'''

PR #8931, opened 2025-08-28
Expo 54

mozzius:
- [x] Update deps
- [x] Update patches
- [x] Patch https://github.com/henninghall/react-native-date-picker/issues/937
- [x] Patch https://github.com/bluesky-social/react-native-paste-input/pull/5
- [x] ~~Fix `paste-input`~~ _I accidentally enabled new arch and got confused by the error message lol, all good here_
- [x] Fix expo modules
- [x] `expo-file-system` -> `expo-file-system/legacy`
- [x] Remove Zeego and its dependencies - no longer needed

Fixes https://github.com/bluesky-social/social-app/issues/8386 🎉

### To do:

- [x] 💥 Crash at startup
  Related issues:
  - https://github.com/expo/expo/issues/39597
  - https://github.com/mrousavy/react-native-mmkv/issues/688

PR #9027, opened 2025-09-11
Allow swipe dismissal of the composer on iOS

mozzius:
# Stacked on #8931 

The latest version of React Native comes with a new prop on the built-in Modal - [allowSwipeDismissal](https://reactnative.dev/docs/modal#allowswipedismissal-ios)

This allows much smooth and natural swipe dismiss gesture of the composer. In this PR, I use it for when the composer is empty, i.e. for when we don't show the "discard draft" prompt. if we are going to show the prompt, we disable the prop so the swipe gesture has "resistance" - I think it feels really nice

~~This requires some awkward useEffect usage, but it's pretty limited in scope and fairly obvious what's going on at least.~~

https://github.com/user-attachments/assets/bf885c20-5d01-4854-9d87-a0245f626797

### DIFF
--- a/src/view/com/composer/Composer.tsx
+++ b/src/view/com/composer/Composer.tsx
@@ -173,8 +173,10 @@ export const ComposePost = ({
   imageUris: initImageUris,
   videoUri: initVideoUri,
   cancelRef,
+  setIsDirty,
 }: Props & {
   cancelRef?: React.RefObject<CancelRef | null>
+  setIsDirty?: React.Dispatch<React.SetStateAction<boolean>>
 }) => {
   const {currentAccount} = useSession()
   const agent = useAgent()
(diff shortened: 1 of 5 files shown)


src/view/com/composer/Composer.tsx
```diff
@@ -304,24 +306,37 @@ export const ComposePost = ({
     [insets, isKeyboardVisible],
   )
 
-  const onPressCancel = useCallback(() => {
-    if (textInput.current?.maybeClosePopup()) {
+  const isDirty = thread.posts.some(
+    post =>
+      post.shortenedGraphemeLength > 0 || post.embed.media || post.embed.link,
+  )
```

'''

Exercise aim —
Repeat only the lines from the one holding "PR #9027, opened 2025-09-11" through the last line of the data.

Worked solution —
PR #9027, opened 2025-09-11
Allow swipe dismissal of the composer on iOS

mozzius:
# Stacked on #8931 

The latest version of React Native comes with a new prop on the built-in Modal - [allowSwipeDismissal](https://reactnative.dev/docs/modal#allowswipedismissal-ios)

This allows much smooth and natural swipe dismiss gesture of the composer. In this PR, I use it for when the composer is empty, i.e. for when we don't show the "discard draft" prompt. if we are going to show the prompt, we disable the prop so the swipe gesture has "resistance" - I think it feels really nice

~~This requires some awkward useEffect usage, but it's pretty limited in scope and fairly obvious what's going on at least.~~

https://github.com/user-attachments/assets/bf885c20-5d01-4854-9d87-a0245f626797

### DIFF
--- a/src/view/com/composer/Composer.tsx
+++ b/src/view/com/composer/Composer.tsx
@@ -173,8 +173,10 @@ export const ComposePost = ({
   imageUris: initImageUris,
   videoUri: initVideoUri,
   cancelRef,
+  setIsDirty,
 }: Props & {
   cancelRef?: React.RefObject<CancelRef | null>
+  setIsDirty?: React.Dispatch<React.SetStateAction<boolean>>
 }) => {
   const {currentAccount} = useSession()
   const agent = useAgent()
(diff shortened: 1 of 5 files shown)


src/view/com/composer/Composer.tsx
```diff
@@ -304,24 +306,37 @@ export const ComposePost = ({
     [insets, isKeyboardVisible],
   )
 
-  const onPressCancel = useCallback(() => {
-    if (textInput.current?.maybeClosePopup()) {
+  const isDirty = thread.posts.some(
+    post =>
+      post.shortenedGraphemeLength > 0 || post.embed.media || post.embed.link,
+  )
```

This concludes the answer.